2 min Read

As the leaves change colors and the breeze feels crisper, autumn is in full swing. Squash line the grocery shelves, children grab handfuls of candy corn, and our kitchens are filled with the scrumptious aroma of fresh-baked pumpkin pies.

pumpkin pie

But as every horror buff knows, especially with Halloween right around the corner, there's often a darkness lurking behind idyllic scenes.

In the past year, we've had a very real glimpse of what a world plagued by climate change, food insecurity, and rampant disease would look like. Nothing could offer more fright than that.

Fortunately, though, we do have a tool at our disposal that could avert this progression: gene editing.

At first, the innovation may sound like something straight out of Star Trek. But it's actually the latest and most versatile iteration of what humans have done for millennia—selective breeding. Gene editing allows scientists to combat our most pressing issues more quickly and effectively through precise DNA targeting.

Take climate change, which continues to unleash havoc on communities around the globe. Gene-editing are poised to help farmers grow more resilient crops in the face a warming climate with less clean water at our disposal. If those research efforts get stopped in their tracks, billions could go hungry—and we could lose an essential tool for lowering greenhouse gas emissions, too.

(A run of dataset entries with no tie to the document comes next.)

Issue #1431, opened 2026-05-01
Composer footer: redesign session-toolsets chip placement (currently hidden)


nesquena-hermes:
### Background

The composer footer is currently hosting (left to right):

- Model picker
- Reasoning-effort chip
- Profile dropdown
- Session toolsets chip (`composerToolsets*`, introduced in #493)
- Context-usage ring (right side)
- Send button

On narrower widths (or with longer model labels like "Claude Sonnet 4.6 xhigh + Anthropic Direct"), the toolsets chip overlaps the context ring and pushes everything together. Screenshot in the original report showed the "Global (default)" chip getting clipped right next to the 100% context ring.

Or consider how our ongoing struggles with Covid-19 demonstrate the necessity of beefing up our capabilities to respond to public health crises, especially in a globally connected world. Some of the most encouraging tactics to defeat scourges like HIV, malaria and Lyme disease rely on gene editing—and if that's no longer on  the table, millions remain at risk of suffering through these deadly diseases.

Gene editing also promises to be one of the most effective guards against chronic disease. Plant scientists are already developing more heart-healthy oils less, starches loaded up with fiber, and vegetables packed with antioxidants and advantageous amino acids.

Sprouting plants

Barriers to the deployment of gene editing technologies are the greatest threat to seeing their positive applications fulfilled in the months and years ahead. It's up to regional stakeholders to recognize the revolutionary potential and do their part to facilitate access.

After all, sacrificing our ability to tackle the climate crisis, stop killer pathogens in their tracks, and live healthier lives—that's a plotline that should be restricted to thriller films only, not our future.

So, this Halloween, when you're walking gingerly through the haunted house or ghost tour, consider the far more realistic horror of gene editing's absence from our lives.